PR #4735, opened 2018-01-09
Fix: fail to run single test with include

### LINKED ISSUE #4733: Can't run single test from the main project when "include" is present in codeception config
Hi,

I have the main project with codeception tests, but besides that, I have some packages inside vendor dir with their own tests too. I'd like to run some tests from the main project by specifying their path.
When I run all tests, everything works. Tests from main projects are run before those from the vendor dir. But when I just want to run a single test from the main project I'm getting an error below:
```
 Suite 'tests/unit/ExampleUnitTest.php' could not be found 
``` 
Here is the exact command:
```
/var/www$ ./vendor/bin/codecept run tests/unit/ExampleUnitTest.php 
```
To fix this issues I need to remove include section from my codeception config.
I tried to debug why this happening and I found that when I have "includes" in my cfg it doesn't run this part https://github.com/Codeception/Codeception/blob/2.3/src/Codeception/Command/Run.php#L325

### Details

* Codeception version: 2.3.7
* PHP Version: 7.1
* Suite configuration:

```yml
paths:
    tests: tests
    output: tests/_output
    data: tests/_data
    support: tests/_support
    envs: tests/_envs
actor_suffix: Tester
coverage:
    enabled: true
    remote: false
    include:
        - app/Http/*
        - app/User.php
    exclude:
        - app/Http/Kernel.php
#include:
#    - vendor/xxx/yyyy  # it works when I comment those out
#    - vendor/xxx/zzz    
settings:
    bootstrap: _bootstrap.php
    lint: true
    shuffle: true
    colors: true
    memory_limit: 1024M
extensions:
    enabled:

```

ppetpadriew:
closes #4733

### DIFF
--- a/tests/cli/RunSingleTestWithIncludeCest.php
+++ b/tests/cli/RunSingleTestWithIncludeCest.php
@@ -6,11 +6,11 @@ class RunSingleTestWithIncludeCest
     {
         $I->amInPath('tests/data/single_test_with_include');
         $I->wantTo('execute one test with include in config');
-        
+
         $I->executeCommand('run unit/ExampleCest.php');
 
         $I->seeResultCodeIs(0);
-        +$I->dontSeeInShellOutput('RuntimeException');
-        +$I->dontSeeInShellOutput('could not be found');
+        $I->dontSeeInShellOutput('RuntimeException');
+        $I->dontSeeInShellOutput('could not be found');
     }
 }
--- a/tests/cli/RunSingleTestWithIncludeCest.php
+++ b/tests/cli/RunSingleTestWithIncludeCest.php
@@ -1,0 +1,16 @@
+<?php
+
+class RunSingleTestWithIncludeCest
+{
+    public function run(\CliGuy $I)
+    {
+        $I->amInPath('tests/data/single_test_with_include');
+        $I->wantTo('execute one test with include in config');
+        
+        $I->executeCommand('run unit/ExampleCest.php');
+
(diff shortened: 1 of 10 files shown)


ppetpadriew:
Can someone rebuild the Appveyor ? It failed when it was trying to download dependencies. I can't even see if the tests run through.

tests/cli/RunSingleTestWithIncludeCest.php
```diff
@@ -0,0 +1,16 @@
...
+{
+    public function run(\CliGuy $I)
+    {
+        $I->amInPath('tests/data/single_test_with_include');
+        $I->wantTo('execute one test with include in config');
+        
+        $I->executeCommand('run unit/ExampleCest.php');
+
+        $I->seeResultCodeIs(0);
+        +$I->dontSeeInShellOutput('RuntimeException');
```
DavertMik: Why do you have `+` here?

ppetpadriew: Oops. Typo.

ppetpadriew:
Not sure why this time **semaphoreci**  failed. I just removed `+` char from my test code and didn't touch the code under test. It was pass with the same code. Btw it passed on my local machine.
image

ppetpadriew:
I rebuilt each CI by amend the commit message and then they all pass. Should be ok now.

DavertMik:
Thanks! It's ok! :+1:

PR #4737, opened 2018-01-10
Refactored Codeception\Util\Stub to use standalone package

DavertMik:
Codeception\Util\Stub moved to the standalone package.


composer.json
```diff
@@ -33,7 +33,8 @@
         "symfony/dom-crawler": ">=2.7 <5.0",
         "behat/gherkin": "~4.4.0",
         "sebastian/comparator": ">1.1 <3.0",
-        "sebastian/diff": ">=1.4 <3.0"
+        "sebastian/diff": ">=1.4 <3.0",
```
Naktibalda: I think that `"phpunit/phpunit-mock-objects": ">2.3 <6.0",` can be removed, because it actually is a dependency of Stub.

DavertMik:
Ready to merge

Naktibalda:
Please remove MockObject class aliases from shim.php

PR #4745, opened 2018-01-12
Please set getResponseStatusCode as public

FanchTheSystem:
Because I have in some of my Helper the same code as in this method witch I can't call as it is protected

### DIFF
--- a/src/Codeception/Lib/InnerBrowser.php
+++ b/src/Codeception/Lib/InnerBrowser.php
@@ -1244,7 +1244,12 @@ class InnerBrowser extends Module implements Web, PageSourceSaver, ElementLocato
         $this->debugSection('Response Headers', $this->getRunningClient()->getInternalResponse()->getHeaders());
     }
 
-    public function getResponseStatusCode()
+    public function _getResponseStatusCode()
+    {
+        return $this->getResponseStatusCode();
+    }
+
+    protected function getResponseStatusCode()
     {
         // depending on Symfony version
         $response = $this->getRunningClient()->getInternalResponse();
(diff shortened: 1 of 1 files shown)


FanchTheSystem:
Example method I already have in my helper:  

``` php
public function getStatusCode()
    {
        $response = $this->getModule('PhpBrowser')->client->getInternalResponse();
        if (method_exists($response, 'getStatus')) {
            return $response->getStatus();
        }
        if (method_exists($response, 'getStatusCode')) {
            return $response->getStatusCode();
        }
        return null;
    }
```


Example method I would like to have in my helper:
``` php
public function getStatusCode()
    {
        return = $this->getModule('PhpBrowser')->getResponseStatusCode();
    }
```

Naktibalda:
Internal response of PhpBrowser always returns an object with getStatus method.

==

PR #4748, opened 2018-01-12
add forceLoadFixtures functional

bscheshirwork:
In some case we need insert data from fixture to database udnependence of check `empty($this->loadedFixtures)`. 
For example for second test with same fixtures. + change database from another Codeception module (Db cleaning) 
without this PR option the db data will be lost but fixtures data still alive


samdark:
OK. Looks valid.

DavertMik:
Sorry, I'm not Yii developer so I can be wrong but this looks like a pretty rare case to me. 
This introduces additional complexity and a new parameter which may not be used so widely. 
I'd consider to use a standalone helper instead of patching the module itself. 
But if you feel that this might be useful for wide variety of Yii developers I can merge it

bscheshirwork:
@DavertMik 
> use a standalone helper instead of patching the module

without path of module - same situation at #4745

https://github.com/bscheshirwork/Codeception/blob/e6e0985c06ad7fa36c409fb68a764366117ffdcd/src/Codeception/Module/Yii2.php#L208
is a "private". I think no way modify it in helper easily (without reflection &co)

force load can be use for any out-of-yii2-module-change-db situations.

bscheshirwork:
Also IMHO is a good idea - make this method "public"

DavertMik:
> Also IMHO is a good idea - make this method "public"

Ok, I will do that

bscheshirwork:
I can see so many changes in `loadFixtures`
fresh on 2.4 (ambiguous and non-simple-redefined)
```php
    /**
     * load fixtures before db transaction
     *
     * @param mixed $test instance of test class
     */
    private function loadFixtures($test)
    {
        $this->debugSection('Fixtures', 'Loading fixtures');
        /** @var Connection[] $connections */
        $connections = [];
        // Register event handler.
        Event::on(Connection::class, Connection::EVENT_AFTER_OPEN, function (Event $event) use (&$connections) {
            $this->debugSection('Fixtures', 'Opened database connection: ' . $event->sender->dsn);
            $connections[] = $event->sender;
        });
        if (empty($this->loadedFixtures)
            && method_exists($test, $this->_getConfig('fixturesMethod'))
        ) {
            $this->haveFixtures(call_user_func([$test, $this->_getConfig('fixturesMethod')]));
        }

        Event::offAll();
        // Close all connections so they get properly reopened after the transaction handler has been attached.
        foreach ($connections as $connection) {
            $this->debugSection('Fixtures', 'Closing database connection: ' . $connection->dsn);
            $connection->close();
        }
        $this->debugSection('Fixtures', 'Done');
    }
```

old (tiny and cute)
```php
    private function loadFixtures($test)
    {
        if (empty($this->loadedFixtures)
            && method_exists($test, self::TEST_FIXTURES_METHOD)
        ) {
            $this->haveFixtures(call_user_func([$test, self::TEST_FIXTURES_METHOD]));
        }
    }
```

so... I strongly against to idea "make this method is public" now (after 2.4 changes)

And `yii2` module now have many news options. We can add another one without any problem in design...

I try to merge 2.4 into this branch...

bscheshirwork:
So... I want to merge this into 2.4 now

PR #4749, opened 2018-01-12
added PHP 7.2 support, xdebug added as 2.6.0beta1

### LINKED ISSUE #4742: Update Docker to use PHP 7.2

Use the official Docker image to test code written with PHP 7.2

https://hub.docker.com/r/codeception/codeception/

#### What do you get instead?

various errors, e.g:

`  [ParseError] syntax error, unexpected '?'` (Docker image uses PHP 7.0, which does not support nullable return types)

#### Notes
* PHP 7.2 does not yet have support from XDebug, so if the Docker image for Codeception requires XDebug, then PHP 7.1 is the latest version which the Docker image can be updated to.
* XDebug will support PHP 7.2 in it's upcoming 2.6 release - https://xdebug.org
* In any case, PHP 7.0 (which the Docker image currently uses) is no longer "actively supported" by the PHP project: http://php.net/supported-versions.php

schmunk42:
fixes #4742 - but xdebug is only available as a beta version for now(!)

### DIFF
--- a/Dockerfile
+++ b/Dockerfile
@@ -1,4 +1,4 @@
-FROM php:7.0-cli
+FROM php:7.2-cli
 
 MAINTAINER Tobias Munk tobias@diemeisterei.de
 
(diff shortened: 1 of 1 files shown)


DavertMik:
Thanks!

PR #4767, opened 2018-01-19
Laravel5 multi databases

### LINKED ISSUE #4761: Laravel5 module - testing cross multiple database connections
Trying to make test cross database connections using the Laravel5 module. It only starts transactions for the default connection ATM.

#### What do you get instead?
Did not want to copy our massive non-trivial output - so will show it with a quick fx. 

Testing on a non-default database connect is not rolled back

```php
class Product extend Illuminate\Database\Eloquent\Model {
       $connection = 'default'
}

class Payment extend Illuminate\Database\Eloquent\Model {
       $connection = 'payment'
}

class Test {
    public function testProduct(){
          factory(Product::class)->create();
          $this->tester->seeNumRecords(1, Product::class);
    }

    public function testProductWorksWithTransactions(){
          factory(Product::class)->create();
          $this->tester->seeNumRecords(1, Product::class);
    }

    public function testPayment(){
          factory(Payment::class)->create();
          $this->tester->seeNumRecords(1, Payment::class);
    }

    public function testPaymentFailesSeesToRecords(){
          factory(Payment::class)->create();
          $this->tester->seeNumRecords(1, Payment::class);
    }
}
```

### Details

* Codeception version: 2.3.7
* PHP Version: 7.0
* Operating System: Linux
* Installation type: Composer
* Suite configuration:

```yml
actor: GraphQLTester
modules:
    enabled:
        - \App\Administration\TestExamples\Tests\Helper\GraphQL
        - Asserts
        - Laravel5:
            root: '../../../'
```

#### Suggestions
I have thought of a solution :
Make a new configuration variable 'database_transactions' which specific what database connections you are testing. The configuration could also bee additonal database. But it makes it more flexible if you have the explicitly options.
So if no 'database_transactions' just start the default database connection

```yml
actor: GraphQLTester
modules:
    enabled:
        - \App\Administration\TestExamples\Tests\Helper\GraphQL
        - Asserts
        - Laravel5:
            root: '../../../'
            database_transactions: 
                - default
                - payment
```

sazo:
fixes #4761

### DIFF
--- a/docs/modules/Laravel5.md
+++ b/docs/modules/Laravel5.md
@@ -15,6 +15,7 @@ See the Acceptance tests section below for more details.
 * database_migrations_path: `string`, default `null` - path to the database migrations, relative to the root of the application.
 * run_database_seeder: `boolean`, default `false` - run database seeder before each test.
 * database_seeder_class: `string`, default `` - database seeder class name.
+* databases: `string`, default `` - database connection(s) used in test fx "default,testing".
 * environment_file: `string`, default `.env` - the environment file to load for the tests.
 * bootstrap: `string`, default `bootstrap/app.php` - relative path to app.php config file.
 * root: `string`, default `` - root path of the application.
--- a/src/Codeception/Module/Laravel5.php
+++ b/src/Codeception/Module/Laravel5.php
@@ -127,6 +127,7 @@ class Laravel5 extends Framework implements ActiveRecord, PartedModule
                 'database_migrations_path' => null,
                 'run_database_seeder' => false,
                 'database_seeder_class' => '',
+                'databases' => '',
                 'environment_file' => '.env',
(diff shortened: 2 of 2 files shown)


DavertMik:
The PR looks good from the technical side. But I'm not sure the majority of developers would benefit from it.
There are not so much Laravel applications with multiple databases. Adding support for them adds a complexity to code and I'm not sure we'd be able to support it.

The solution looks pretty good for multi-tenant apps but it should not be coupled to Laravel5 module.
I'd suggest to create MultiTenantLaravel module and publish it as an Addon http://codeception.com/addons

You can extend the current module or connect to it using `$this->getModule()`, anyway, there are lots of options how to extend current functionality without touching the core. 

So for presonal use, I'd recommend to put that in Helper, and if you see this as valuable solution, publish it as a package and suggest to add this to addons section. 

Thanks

...

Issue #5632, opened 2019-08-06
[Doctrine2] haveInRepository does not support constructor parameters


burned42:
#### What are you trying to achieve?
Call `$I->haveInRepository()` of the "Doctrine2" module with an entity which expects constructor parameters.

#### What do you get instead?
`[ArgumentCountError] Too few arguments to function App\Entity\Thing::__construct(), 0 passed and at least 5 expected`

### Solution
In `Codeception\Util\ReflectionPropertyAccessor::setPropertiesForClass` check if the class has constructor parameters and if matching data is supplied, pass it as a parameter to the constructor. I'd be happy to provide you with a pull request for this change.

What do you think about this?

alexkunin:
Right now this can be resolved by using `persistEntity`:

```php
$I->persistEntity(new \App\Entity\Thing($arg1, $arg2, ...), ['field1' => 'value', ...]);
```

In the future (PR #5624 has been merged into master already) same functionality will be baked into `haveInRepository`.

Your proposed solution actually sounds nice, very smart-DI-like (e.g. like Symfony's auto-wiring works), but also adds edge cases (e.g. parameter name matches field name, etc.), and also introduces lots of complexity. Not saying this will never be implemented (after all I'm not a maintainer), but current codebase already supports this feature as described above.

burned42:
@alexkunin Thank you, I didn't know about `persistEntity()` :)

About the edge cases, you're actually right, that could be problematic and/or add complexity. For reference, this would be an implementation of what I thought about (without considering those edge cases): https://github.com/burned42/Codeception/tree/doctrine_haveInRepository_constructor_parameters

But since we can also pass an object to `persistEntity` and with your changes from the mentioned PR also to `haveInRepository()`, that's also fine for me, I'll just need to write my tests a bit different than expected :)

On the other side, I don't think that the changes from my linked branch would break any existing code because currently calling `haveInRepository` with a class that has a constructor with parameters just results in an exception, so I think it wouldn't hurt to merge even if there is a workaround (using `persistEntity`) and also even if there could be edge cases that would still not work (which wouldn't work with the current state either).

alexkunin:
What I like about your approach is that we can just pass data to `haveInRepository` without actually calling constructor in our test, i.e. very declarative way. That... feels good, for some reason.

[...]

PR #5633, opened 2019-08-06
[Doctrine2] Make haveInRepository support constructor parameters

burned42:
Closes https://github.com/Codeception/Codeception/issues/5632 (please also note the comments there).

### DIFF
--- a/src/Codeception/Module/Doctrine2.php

→ **WORK TO COMPLETE**: Pick out and copy the lines of the entries that hold the string "sender".

→ **EXERCISE RESPONSE**:
            $this->debugSection('Fixtures', 'Opened database connection: ' . $event->sender->dsn);
            $connections[] = $event->sender;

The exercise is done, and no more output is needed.